En présence d’une quarantaine de participants, notamment des journalistes et des organisations travaillant dans le domaine de la santé, s’est tenue, le 11 juillet dernier, une conférence-débat sur les maladies cardiovasculaires et les stratégies de prévention et de contrôle à adopter. L’activité, portant sur l’une des principales causes de décès en Haïti, a été animée par deux médecins généralistes de l’hôpital Ste Thérèse de Miragoane (au sud d’Haïti) et s’est déroulée au centre Multimédia de la ville.

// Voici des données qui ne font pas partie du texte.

PR #13946, opened 2026-07-16
fix(build): use image content digest, not attested index digest

### LINKED ISSUE #13636: [BUG] `docker compose build` produces different image IDs on each rebuild with containerd image store, but works correctly with overlay2
### Description

When Docker Engine uses the containerd image store (default for new installations since
Docker 28), `docker compose build` produces a new image ID on every rebuild even when no
files have changed. This causes `docker compose up` to unnecessarily recreate all containers
on every deploy.

Disabling the containerd image store on the same server fixes the issue — the second build
reuses the cache completely and the image ID stays the same.

### Steps To Reproduce

Use Docker CE on Linux with the containerd image store enabled (default for fresh installs):

```
$ docker info -f '{{.Driver}}'
overlayfs
```

Create these three files:

**Dockerfile:**
```dockerfile
FROM alpine:3.21
RUN echo "hello" > /hello.txt
COPY config.txt /config.txt
CMD ["cat", "/hello.txt", "/config.txt"]
```

**config.txt:**
```
static config file
```

**docker-compose.yml:**
```yaml
services:
  app:
    build: .
    container_name: test-cache
```

Then run:

```bash
# Build twice with nothing changed in between:
docker compose build
docker images --format '{{.ID}}' --filter reference='*-app'

docker compose build
docker images --format '{{.ID}}' --filter reference='*-app'
```

## Expected behavior

Second build reuses cache. Image ID is the same. `docker compose up` does not recreate the
container.

## Actual behavior

Second build produces a different image ID. `docker compose up` sees a different image and
recreates the container.

Note: individual build steps show `CACHED` for RUN/COPY layers, but the final image still
gets a new ID. The exporting steps (`exporting layers`, `writing image`, `naming`) take
0.1–0.2s instead of 0.0s, suggesting they actually re-export rather than reuse.

### Compose Version

```Text
Docker Compose version v5.1.0
```

### Docker Environment

```Text
 Version:    29.3.0
 Context:    default
 Debug Mode: false
 Plugins:
    Version:  v0.31.1
    Version:  v5.1.0

Server:
 Containers: 8
  Running: 7
  Paused: 0
  Stopped: 1
 Images: 8
 Server Version: 29.3.0
 Storage Driver: overlayfs
 Logging Driver: local
 Cgroup Driver: systemd
 Cgroup Version: 2
 Plugins:
  Volume: local
 CDI spec directories:
  /etc/cdi
  /var/run/cdi
 Swarm: inactive
 Default Runtime: runc
 Init Binary: docker-init
 containerd version: 301b2dac98f15c27117da5c8af12118a041a31d9
 init version: de40ad0
 Security Options:
  apparmor
  seccomp
   Profile: builtin
  cgroupns
 Kernel Version: 6.8.0-106-generic
 Operating System: Ubuntu 24.04.4 LTS
 OSType: linux
 Architecture: x86_64
 CPUs: 4
 Total Memory: 7.57GiB
 Name: secondary
 ID: 091526cd-489b-4f47-acad-33efcea821cb
 Debug Mode: false
 Experimental: false
 Insecure Registries:
  ::1/128
  127.0.0.0/8
 Live Restore Enabled: false
 Firewall Backend: iptables
```

## Related issues

- docker/for-mac#7341 — same symptom on macOS Docker Desktop
- docker/for-mac#7359 — layer not cached under containerd image store (fixed by increasing
  `defaultKeepStorage`, but that does not help here — layers are small)

## Workaround

Disable the containerd image store:

```json
{
  "features": {
    "containerd-snapshotter": false
  }
}
```

After changing `daemon.json` and restarting Docker, existing images are no longer available
(format is incompatible) and need to be rebuilt/re-pulled. Volumes are preserved.

nabsei:
**What I did**

`docker compose build` (via Bake) recorded BuildKit's top-level `containerimage.digest` metadata field as the built image's identity, used to decide whether a container needs to be recreated. With provenance attestations enabled (the default since recent Buildx/BuildKit) and the containerd image store, this digest is for the whole attested index (image manifest + attestation manifest), and it changes on every build — even a fully cached one — because the attestation manifest embeds per-build metadata (timestamps, build refs). The image content itself never changes.

This made `docker compose up --build` recreate containers unnecessarily on every run, even when nothing actually changed.

The fix inspects the built (or already-local) image via the Engine API with `manifests=true` (API 1.48+ / Engine 28.0+) and picks the digest of the manifest with `Kind == "image"`, ignoring the `"attestation"` manifest. That digest only reflects the actual image content (config + layers), so it's stable across rebuilds with unchanged content, and still changes correctly when the content does change. I applied the same fix to `getImageSummaries` (used for already-local images) so both sides of the staleness comparison use the same, consistent digest. Images that only exist in a registry (push / multi-platform builds) aren't locally inspectable, so they keep the Bake-reported digest as before — this only affects the common local build case where the bug was reported.

**Verification**

I reproduced the bug against a real Docker Desktop engine (containerd snapshotter, default provenance attestations on arm64), confirmed the root cause by inspecting BuildKit's raw Bake metadata and the daemon's `manifests=true` image inspect response directly, then verified the fix end-to-end:
- Before the fix: `docker buildx bake` on an unchanged Dockerfile produces a different `containerimage.digest`/image ID on every run despite `CACHED` build steps.
- With the fix: two consecutive `docker compose up -d --build` runs with no changes keep the exact same container (same ID, same creation timestamp) — no unnecessary recreate.
- Sanity check: changing the Dockerfile content still correctly triggers `Recreate`/`Recreated`.
- `go build ./...`, `go vet ./...`, and `golangci-lint run` are all clean.
- Full `go test ./...` passes; the only pre-existing failures (in `pkg/watch` and `pkg/e2e`) are environmental/flaky and reproduce identically on unmodified `main`, unrelated to this change.
- Added unit tests (`TestContentDigest`, `TestGetImageSummariesUsesContentDigestNotAttestedIndexDigest`) covering the digest-selection logic directly.

**Related issue**

Fixes #13636

---
Disclosure: this PR was prepared with the assistance of Claude Code (Anthropic). All investigation, the root-cause diagnosis, the fix, and the verification steps above were done and checked by me; I'm disclosing the tool's involvement for transparency.

### DIFF
--- a/pkg/compose/build_bake.go
+++ b/pkg/compose/build_bake.go
@@ -404,6 +404,7 @@ func (s *composeService) doBuildBake(ctx context.Context, project *types.Project
 	}
 
 	results := map[string]string{}
+	var builtImages []string
 	for name := range serviceToBeBuild {
 		image := expectedImages[name]
 		target := targets[name]
@@ -412,8 +413,28 @@ func (s *composeService) doBuildBake(ctx context.Context, project *types.Project
 			return nil, fmt.Errorf("build result not found in Bake metadata for service %s", name)
 		}
 		results[image] = built.Digest
+		builtImages = append(builtImages, image)
 		s.events.On(builtEvent(image))
 	}
+
+	// Bake's "containerimage.digest" metadata is the top-level attested
+	// image/index digest. When BuildKit provenance attestations are enabled
+	// (the default), that digest also covers the attestation manifest and
+	// changes on every build even when the runnable image content is
+	// unchanged, causing compose to recreate containers unnecessarily (see
+	// https://github.com/docker/compose/issues/13636). Images that were
+	// loaded into the local engine (the common non-push case) are inspected
+	// to substitute a digest that only reflects the actual image content.
+	// Images that only exist in a registry (push/multi-platform builds)
+	// keep the Bake-reported digest.
+	summaries, err := s.getImageSummaries(ctx, builtImages)
+	if err != nil {
+		return nil, err
+	}
+	for image, summary := range summaries {
+		results[image] = summary.ID
+	}
+
 	return results, nil
 }
 
--- a/pkg/compose/images.go
+++ b/pkg/compose/images.go
@@ -28,6 +28,7 @@ import (
 	"github.com/containerd/platforms"
 	"github.com/distribution/reference"
 	"github.com/moby/moby/api/types/container"
+	"github.com/moby/moby/api/types/image"
 	"github.com/moby/moby/client"
 	"github.com/moby/moby/client/pkg/versions"
 	"golang.org/x/sync/errgroup"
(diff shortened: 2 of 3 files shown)


nabsei:
Closing this — looks like @glours landed an equivalent fix directly on main a few days ago (fd794ea, fixes #13636), so this is now redundant. Thanks for looking at the issue!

Passant en revue les différents types de maladies cardiovasculaires, Dr. Ancy Blaima, Directeur de la Croix Rouge de Miragoane, les a définies comme celles affectant notamment le cœur et les vaisseaux sanguins. Il les a en outre classées en deux catégories : les pathologies cardiaques et les pathologies vasculaires.
Pour le premier groupe, il a établi la distinction entre l’infarctus du myocarde et l’insuffisance cardiaque. « L’infarctus se manifeste par l’incapacité de l’artère coronaire à apporter du sang au cœur en raison de son obstruction par des dépôts de graisse (artériosclérose). Si la douleur ressentie survient lors d’un effort puis disparait, il s’agit d’une angine de poitrine. S’il s’agit plutôt d’un dépérissement de l’organe circulatoire et des douleurs persistantes, on est en présence d’un infarctus proprement dit », renseigne-t-il.
Selon Dr. Blaima, les pathologies vasculaires comprennent de leur coté l’hypertension artérielle (HTA), les artérites des membres inférieurs et les phlébites. L’hypertension artérielle se traduit par une augmentation de la pression dans les artères à un niveau au-dessus de la normale, qui est de 120 / 80 mm. « Bien que la normale peut varier d’une personne à l’autre, le niveau maximal admis est de 140/90 mm et à ce stade, il peut en découler du vertige, de la douleur à la nuque, du saignement de nez et au pire un accident cérébro-vasculaire (ACV) », a-t-il précisé. Pour lui, ce genre d’accidents a souvent comme conséquence la paralysie de certains membres et perte de connaissance.
Par ailleurs, le docteur Lolo Franzecy a axé son intervention sur les différents niveaux de prévention qu’il a classés en primaire, secondaire et tertiaire. Au niveau primaire, il faut éviter de fumer et réduire la consommation d’alcool, de graisses animales et des aliments hyper sodés (salés). « Il est important de remonter son arbre généalogique pour savoir si on n’est pas prédisposé à l’une ou l’autre de ces maladies, généralement héréditaires. Ensuite, il faut prendre les précautions qui s’imposent » a-t-il par ailleurs fait remarquer.
Au niveau secondaire, il est prudent d’effectuer des visites médicales et de faire des exercices physiques de façon régulière. Au niveau tertiaire, par contre, la maladie s’est déjà installée de façon chronique. « Le plus souvent, les patients arrivent à l’hôpital à ce stade. Tout ce qu’on peut faire, c’est de les aider à gérer la maladie qui n’est plus curable mais plutôt irréversible », expliquait Dr Lolo.
La journée s’est clôturée avec la projection d’un documentaire présentant le directeur de l’hôpital Saint Thérèse, Jacques Laroche, parlant sur le programme d’accouchement gratuit institué par le Ministère de la Sante Publique. Une partie du documentaire était dédiée à la Croix Rouge Haïtienne et présentait des responsables de cette institution discutant de l’importance de donner du sang en vue de sauver des vies.